DATA FOR THIS EXERCISE section start
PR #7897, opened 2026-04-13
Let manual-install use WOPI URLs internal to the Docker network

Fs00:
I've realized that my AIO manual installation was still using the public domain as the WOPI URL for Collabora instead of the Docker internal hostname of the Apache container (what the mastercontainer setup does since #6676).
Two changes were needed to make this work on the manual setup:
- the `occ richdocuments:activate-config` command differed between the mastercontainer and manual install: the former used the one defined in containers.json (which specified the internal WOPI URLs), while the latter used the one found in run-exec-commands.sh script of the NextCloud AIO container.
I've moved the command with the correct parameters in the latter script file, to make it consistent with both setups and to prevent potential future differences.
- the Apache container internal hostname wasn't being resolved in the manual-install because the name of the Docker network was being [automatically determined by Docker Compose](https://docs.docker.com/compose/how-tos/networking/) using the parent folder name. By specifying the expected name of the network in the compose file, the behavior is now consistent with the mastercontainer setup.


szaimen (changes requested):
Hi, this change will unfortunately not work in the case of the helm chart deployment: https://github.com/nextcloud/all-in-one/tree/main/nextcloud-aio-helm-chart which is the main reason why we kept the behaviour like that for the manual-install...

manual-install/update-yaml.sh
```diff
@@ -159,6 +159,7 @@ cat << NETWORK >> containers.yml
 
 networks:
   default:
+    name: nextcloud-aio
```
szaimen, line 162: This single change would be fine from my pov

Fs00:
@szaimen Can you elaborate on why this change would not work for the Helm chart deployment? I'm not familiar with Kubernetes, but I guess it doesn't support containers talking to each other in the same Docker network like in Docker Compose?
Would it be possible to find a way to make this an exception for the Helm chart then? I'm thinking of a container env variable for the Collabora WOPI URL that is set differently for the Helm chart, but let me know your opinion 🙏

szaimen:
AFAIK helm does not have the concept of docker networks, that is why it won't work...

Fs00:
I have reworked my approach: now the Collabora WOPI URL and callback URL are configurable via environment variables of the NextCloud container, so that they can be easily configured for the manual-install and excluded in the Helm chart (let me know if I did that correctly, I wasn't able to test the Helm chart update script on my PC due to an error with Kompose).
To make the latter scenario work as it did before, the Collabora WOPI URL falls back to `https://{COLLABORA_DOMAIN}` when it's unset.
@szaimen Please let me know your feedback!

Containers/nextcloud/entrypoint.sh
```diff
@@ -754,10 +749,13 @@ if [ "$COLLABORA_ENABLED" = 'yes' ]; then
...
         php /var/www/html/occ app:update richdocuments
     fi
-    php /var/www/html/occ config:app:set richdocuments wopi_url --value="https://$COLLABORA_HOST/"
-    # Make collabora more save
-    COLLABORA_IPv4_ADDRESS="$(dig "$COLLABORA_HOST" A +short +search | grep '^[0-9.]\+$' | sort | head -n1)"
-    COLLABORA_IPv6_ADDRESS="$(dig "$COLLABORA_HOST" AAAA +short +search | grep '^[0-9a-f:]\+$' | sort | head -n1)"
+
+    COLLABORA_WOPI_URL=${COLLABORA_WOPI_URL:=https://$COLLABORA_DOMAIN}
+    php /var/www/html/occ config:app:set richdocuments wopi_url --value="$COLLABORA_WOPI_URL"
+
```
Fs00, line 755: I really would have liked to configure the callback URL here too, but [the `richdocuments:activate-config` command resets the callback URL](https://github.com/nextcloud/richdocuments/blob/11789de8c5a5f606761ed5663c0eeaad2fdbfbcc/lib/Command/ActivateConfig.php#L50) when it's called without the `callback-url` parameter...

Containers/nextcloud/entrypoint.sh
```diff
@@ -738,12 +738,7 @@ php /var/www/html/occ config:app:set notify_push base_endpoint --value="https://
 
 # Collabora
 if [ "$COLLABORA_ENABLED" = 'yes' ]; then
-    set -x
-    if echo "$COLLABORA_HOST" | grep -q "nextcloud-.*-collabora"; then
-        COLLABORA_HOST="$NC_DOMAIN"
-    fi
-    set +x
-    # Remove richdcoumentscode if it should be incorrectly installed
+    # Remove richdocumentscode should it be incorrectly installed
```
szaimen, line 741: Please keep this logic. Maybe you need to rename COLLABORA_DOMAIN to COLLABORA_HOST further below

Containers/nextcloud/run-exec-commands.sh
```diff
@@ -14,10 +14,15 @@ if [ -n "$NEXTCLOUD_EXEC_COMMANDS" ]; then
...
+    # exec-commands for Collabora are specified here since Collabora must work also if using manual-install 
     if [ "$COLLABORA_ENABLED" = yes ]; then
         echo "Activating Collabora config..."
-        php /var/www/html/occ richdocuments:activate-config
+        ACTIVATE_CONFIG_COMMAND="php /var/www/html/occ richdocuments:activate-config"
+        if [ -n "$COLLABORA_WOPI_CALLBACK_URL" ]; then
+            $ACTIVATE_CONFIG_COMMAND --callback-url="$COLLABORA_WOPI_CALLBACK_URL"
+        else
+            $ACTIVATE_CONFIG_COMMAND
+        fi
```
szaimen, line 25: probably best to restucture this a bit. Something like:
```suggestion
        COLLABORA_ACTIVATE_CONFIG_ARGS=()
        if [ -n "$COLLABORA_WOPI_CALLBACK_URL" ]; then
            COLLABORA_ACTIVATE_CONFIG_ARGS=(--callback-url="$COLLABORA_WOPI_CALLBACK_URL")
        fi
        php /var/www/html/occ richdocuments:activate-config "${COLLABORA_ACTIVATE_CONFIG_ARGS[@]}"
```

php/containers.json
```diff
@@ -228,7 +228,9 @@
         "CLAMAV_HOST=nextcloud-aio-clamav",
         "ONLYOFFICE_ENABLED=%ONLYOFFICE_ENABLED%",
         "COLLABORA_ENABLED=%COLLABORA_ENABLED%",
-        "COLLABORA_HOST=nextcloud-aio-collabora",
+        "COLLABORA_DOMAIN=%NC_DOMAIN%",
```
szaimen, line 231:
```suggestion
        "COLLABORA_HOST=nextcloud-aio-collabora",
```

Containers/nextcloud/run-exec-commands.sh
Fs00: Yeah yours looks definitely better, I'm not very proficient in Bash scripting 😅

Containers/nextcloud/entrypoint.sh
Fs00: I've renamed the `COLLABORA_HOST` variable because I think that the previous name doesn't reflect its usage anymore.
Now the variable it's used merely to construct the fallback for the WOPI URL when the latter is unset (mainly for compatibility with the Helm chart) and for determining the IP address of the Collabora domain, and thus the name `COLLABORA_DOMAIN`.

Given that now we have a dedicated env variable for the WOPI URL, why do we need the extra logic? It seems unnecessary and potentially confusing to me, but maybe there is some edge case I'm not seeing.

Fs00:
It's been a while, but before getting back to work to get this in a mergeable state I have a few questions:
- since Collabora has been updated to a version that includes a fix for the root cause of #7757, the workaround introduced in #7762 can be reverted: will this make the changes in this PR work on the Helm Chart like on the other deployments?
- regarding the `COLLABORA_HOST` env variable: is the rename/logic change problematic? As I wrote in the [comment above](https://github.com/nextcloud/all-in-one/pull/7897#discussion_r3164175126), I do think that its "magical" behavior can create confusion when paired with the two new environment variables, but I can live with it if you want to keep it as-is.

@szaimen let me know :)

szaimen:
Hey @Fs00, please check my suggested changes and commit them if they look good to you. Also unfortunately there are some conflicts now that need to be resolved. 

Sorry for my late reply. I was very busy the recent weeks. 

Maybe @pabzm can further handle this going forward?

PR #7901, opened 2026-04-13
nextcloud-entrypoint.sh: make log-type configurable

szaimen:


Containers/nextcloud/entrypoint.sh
DATA FOR THIS EXERCISE section end
DATA FOR THIS EXERCISE section start
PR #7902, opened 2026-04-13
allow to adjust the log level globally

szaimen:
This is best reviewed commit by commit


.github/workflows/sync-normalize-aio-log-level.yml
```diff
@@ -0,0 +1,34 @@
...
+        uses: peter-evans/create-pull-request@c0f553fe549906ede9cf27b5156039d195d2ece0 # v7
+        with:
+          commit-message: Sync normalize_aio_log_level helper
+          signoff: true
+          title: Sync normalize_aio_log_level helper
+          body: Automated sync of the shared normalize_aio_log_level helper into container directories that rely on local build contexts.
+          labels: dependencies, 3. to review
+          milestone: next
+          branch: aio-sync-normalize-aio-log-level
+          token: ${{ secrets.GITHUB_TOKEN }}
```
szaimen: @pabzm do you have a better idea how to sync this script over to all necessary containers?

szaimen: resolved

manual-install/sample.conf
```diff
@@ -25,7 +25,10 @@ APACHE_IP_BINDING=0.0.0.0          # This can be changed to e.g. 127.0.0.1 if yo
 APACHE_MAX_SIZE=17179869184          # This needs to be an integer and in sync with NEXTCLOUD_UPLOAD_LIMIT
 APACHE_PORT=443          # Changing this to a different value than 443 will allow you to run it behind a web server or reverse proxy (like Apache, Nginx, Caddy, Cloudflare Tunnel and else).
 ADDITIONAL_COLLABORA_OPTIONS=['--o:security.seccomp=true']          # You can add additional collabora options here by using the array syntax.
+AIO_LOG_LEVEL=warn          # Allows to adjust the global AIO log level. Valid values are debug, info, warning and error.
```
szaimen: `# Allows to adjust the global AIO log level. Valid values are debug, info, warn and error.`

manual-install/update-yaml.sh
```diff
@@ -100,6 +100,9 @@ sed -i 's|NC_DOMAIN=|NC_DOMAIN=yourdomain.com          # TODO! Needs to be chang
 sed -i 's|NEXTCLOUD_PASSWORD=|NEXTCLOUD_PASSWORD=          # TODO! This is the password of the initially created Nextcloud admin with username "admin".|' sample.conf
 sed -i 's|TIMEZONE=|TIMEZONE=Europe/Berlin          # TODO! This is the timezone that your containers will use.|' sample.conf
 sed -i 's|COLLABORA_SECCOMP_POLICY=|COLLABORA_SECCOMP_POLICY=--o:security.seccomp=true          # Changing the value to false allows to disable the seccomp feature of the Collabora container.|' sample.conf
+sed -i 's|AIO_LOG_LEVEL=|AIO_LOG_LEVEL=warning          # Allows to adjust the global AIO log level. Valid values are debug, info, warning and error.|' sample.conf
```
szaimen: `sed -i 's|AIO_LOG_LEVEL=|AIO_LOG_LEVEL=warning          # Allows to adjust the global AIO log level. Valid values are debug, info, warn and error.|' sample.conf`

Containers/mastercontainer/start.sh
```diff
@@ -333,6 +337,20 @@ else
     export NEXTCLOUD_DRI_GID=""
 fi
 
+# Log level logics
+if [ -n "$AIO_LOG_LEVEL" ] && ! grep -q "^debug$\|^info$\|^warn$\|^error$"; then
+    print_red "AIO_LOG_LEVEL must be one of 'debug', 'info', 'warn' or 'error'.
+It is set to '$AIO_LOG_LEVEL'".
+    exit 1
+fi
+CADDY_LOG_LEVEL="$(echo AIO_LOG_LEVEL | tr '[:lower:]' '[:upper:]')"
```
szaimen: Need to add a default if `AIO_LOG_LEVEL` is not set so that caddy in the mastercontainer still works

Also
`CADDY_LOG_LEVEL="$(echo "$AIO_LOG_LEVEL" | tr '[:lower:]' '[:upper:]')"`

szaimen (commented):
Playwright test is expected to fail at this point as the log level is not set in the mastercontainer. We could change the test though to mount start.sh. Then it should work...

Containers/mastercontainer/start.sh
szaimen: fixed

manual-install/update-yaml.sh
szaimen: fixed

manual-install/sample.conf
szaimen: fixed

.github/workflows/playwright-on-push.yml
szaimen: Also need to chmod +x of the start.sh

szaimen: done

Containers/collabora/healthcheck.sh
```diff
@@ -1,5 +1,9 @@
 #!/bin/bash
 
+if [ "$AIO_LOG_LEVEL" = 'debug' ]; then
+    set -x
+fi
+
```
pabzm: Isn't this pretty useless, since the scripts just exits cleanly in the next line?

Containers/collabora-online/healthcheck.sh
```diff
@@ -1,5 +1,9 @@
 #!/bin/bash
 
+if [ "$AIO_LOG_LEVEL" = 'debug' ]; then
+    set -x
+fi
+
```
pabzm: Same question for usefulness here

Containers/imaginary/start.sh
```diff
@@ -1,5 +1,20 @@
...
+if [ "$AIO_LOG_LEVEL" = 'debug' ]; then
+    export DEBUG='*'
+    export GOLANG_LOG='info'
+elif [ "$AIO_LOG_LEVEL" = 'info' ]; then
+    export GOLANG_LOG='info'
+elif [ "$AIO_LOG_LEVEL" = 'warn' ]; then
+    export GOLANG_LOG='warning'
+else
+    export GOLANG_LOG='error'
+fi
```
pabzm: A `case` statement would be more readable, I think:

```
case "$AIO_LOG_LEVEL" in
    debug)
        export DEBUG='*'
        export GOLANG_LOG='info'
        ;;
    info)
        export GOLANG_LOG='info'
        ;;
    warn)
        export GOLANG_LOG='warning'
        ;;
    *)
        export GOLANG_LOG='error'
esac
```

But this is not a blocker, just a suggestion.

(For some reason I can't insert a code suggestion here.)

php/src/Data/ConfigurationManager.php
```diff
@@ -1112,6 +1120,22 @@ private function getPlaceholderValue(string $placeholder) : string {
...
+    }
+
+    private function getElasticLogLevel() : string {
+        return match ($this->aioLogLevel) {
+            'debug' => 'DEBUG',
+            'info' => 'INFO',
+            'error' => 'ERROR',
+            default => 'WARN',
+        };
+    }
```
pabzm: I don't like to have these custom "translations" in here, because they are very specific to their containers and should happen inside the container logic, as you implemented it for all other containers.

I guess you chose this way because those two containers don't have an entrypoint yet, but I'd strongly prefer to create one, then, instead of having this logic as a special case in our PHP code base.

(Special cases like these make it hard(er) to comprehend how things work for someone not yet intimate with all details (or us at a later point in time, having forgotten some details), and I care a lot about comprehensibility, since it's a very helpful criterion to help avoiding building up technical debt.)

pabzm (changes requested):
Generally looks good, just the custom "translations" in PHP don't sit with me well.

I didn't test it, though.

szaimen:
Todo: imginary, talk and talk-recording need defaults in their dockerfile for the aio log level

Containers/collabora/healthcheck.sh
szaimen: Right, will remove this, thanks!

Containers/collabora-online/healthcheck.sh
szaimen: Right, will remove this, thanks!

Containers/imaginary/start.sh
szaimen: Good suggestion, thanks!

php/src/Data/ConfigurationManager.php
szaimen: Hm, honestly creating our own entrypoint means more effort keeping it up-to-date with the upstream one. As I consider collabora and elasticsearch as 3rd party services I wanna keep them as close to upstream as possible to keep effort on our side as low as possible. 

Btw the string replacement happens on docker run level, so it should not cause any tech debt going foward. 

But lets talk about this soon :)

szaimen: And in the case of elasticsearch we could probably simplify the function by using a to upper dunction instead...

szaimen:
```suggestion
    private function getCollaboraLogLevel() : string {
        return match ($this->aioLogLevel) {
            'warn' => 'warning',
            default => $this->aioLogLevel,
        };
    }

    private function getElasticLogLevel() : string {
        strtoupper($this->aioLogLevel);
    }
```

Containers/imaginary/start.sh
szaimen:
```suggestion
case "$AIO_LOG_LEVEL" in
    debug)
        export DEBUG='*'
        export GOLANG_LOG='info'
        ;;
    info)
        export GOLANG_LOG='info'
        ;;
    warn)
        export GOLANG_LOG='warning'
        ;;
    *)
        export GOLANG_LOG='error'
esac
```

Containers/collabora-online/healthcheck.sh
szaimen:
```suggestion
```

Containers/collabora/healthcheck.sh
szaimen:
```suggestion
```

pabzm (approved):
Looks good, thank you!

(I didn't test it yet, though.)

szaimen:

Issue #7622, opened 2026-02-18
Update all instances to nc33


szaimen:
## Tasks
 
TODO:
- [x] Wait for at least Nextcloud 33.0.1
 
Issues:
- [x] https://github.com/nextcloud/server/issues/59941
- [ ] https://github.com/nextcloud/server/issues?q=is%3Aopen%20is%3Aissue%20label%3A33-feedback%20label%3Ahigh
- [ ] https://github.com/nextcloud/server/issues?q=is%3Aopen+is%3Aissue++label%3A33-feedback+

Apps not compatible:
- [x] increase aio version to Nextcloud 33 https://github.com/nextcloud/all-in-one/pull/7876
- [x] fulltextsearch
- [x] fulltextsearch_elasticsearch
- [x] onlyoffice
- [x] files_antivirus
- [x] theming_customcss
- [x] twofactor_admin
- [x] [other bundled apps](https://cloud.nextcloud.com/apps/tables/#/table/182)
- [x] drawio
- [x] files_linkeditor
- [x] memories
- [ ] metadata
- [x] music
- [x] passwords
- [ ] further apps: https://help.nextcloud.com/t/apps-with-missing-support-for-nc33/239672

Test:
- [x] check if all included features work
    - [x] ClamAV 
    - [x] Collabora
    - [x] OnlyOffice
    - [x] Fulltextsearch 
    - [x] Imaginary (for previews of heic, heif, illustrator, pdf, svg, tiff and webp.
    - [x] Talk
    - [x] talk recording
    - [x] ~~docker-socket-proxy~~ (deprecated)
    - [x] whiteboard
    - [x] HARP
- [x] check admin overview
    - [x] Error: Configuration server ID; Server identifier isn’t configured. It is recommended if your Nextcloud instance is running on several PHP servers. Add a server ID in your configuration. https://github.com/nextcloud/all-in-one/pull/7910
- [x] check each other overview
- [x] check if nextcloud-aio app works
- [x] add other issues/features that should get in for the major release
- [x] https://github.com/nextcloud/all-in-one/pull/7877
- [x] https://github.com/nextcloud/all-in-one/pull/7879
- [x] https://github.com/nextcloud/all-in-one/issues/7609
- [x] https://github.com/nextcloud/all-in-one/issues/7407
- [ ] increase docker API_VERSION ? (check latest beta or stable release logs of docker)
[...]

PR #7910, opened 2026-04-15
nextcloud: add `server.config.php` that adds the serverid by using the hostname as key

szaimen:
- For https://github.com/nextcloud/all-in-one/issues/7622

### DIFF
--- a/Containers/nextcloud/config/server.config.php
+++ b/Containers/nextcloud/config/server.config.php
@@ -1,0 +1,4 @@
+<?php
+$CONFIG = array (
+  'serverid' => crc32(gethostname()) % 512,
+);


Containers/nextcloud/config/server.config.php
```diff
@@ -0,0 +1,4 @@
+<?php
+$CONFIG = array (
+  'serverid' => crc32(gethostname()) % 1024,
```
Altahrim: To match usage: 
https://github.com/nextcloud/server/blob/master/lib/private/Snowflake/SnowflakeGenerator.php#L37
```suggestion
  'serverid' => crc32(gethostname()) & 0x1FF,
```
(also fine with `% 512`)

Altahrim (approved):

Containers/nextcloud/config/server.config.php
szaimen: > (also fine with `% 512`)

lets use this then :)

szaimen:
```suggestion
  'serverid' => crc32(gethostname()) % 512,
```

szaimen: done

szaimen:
DATA FOR THIS EXERCISE section end
TASK DETAILS:
Count the lines in the records above that contain "networks". Reply with the number only.

TASK RESULT:
2